New crowdfunding rules taking effect Monday will allow anyone to invest in startups not just wealthy people.
The change overrides a longstanding Securities and Exchange Commission requirement that investors backing private companies be “accredited,” meaning they make at least $200,000 a year and have a net worth of $1 million or more (excluding their home).
Now startups raising money through online crowdfunding portals will be able to sell shares to people regardless of their wealth or income so long as the founders have submitted annual financial reports to the SEC. In exchange, companies can raise up to $1 million.
Startups raising money through online crowdfunding portals will be able to sell shares to people regardless of their wealth
The rules, implemented as part of Title III of the JOBS Act, were four years in the making and the result of industry lobbying to make the process more democratic. The big question is how much the change will transform crowdfunding, which has typically rewarded backers with T-shirts, events tickets and early iterations of gadgets.
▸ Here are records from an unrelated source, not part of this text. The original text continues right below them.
PR #358, opened 2016-10-27
Change documentation enum_type to include ActiveRecord::Base

zyixc:
Add documentation how to use enum types defined with ActiveRecord::Enum.


rmosolgo:
That's great, thank you!

PR #360, opened 2016-10-27
Allow passing arrays as literals for scalar types

jcmfernandes:
From my understanding, the GraphQL spec doesn't dictate that arrays cannot be
used as literals for scalar types, therefore I'm removing this check.

I hit this while defining a scalar to represent two-dimensional coordinates
using an array with two values.

### DIFF
--- a/lib/graphql/static_validation/literal_validator.rb
+++ b/lib/graphql/static_validation/literal_validator.rb
@@ -12,7 +12,7 @@ module GraphQL
         elsif type.kind.list?
           item_type = type.of_type
           ensure_array(ast_value).all? { |val| validate(val, item_type) }
-        elsif type.kind.scalar? && !ast_value.is_a?(GraphQL::Language::Nodes::AbstractNode) && !ast_value.is_a?(Array)
+        elsif type.kind.scalar? && !ast_value.is_a?(GraphQL::Language::Nodes::AbstractNode)
           type.valid_input?(ast_value, @warden)
         elsif type.kind.enum? && ast_value.is_a?(GraphQL::Language::Nodes::Enum)
           type.valid_input?(ast_value.name, @warden)
--- a/spec/graphql/scalar_type_spec.rb
+++ b/spec/graphql/scalar_type_spec.rb
@@ -22,6 +22,45 @@ describe GraphQL::ScalarType do
     assert_equal(bignum.to_s, custom_scalar.coerce_result(bignum))
   end
 
+  describe "when passing literals for scalar types in input objects" do
+    let(:scalar_type) {
+      GraphQL::ScalarType.define do
+        name "ArrayScalar"
+        coerce ->(value) { value if value.is_a?(Array) }
+      end
+    }
+    let(:dummy_mutation) {
+      scalar_type = scalar_type()
+      GraphQL::Relay::Mutation.define do
+        name "DummyMutation"
+        input_field :input_value, !scalar_type
+        return_field :output_value, !scalar_type
+        resolve -> (obj, inputs, ctx) { {output_value: inputs[:input_value]} }
+      end
+    }
+    let(:root_object) {
+      dummy_mutation = dummy_mutation()
+      GraphQL::ObjectType.define do
+        name "Mutation"
+        field :field, field: dummy_mutation.field
+      end
+    }
+    let(:schema) {
+      GraphQL::Schema.define(mutation: root_object)
+    }
+    let(:query_string) {%|
+      mutation M { field(input: {input_value: [1, 2]}) { output_value } }
+    |}
+    let(:result) {
+      schema.execute(query_string)
+    }
+
+    it "correctly validates arrays" do
+      expected = {"data" => {"field" => {"output_value" => [1, 2]}}}
+      assert_equal(expected, result)
+    end
+  end
+
   describe "custom scalar errors" do
     let(:result) { custom_scalar.validate_input("xyz", PermissiveWarden) }
 


rmosolgo:
To continue to support this behavior, we should have some spec for it. For example, in `scalar_type_spec.rb`, we could have a spec where a small schema is defined with a custom scalar which comes in as an array. Then it could run the query and assert that the custom scalar was parsed & handled correctly. Are you interested in adding that? 

If you're feeling really enterprising, you might also be able to support custom scalars coming in as objects too. I suspect this would require more changes to that `case` statement (and another spec, of course :P).

jcmfernandes:
Haha, challenge accepted for the first part, will work on that tomorrow 😉 let me assess the changes needed for the second and I'll get back to you!

jcmfernandes:
I need to do a brain dump. Beware, ramblings below.

I hit this when I introduced mutations in the mix. Queries always worked fine, that is, coercions where being respected. Example:

```ruby
ArrayScalarType = GraphQL::ScalarType.define do
  name "ArrayScalar"
  coerce ->(value) { value if value.is_a?(Array) }
end

RootObject = GraphQL::ObjectType.define do
  name "QueryType"
  field :field, !ArrayScalarType do
    argument :value, !ArrayScalarType
    resolve -> (obj, args, ctx) { args['value'] }
  end
end

Schema = GraphQL::Schema.define(query: RootObject)

Schema.execute('query Q($value: ArrayScalar!) { field(value: $value) }',
               variables: {'value' => [1, 2]})
=> {"data"=>{"field"=>[1, 2]}}
```

All good! Now, as stated, mutations didn't:

```ruby
ArrayScalarType = GraphQL::ScalarType.define do
  name "ArrayScalar"
  coerce ->(value) { value if value.is_a?(Array) }
end

DummyMutation = GraphQL::Relay::Mutation.define do
  name "DummyMutation"
  input_field :input_value, !ArrayScalarType
  return_field :output_value, !ArrayScalarType
  resolve -> (obj, inputs, ctx) { {output_value: inputs[:input_value]} }
end

RootObject = GraphQL::ObjectType.define do
  name "Mutation"
  field :field, field: DummyMutation.field
end

Schema = GraphQL::Schema.define(mutation: RootObject)

Schema.execute('mutation M { field(input: {input_value: [1, 2]}) { output_value } }')
=> {"errors"=>
  [{"message"=>
     "Argument 'input' on Field 'field' has an invalid value. Expected type 'DummyMutationInput!'.",
    "locations"=>[{"line"=>2, "column"=>20}],
    "fields"=>["mutation M", "field", "input"]},
   {"message"=>
     "Argument 'input_value' on InputObject 'DummyMutationInput' has an invalid value. Expected type 'ArrayScalar!'.",
    "locations"=>[{"line"=>2, "column"=>33}],
    "fields"=>["mutation M", "field", "input", "input_value"]}]}
```

However, when using variables it does work!

```ruby
ArrayScalarType = GraphQL::ScalarType.define do
  name "ArrayScalar"
  coerce ->(value) { value if value.is_a?(Array) }
end

DummyMutation = GraphQL::Relay::Mutation.define do
  name "DummyMutation"
  input_field :input_value, !ArrayScalarType
  return_field :output_value, !ArrayScalarType
  resolve -> (obj, inputs, ctx) { {output_value: inputs[:input_value]} }
end

RootObject = GraphQL::ObjectType.define do
  name "Mutation"
  field :field, field: DummyMutation.field
end

Schema = GraphQL::Schema.define(mutation: RootObject)

Schema.execute('mutation M($value: ArrayScalar!) { field(input: {input_value: $value}) { output_value } }', 
               variables: {'value' => [1, 2]})
=> {"data"=>{"field"=>{"output_value"=>[1, 2]}}}
```

I believe this happens because when using variables, method `GraphQL::StaticValidation::LiteralValidator#validate` tests

```ruby
...
elsif ast_value.is_a?(GraphQL::Language::Nodes::VariableIdentifier)
  true
else
...
```

which is indeed true. It seems to me that it assumes that the values of variables are being validated elsewhere.

jcmfernandes:
@rmosolgo I amended my commit and added the requested spec. Feedback is appreciated 😉

theorygeek:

While some startups are keen to sell shares to small investors, others are hanging back because they find the rules too onerous and the fundraising limit too low. Meanwhile, Kickstarter, the biggest and best-known crowdfunding site, has no plans to join the party. As a result, regular folk hoping to get in on the next Uber or Airbnb may be disappointed.
It’s early days but non-tech entrepreneurs who have trouble attracting venture capital are considered the most likely to take advantage of the option. People like Tom Lix, who’s keen to raise $1 million on the Wefunder portal so he can expand his Cleveland liquor startup.
“I would love for my customers to be my shareholders,” says Lix, whose Cleveland Whiskey LLC says it can age whiskey in 24 hours. “I couldn’t ask for better fans.”
Richard Swart, a founding board member of the Crowdfunding Professional Association, says the new fundraising rules could especially appeal to companies outside venture-capital rich California and New York. He says entrepreneurs in theater, food production and energy have expressed the most interest so far, along with minority-led businesses.
“We’re hoping crowdfunding can start to equalize the distribution of funding,” says Swart, who also serves as chief strategy officer at NextGen Crowdfunding LLC, a year-old startup that provides information about funding portals, individual companies and crowdfunding regulations.
Kickstarter, the biggest and best-known crowdfunding site, has no plans to join the party.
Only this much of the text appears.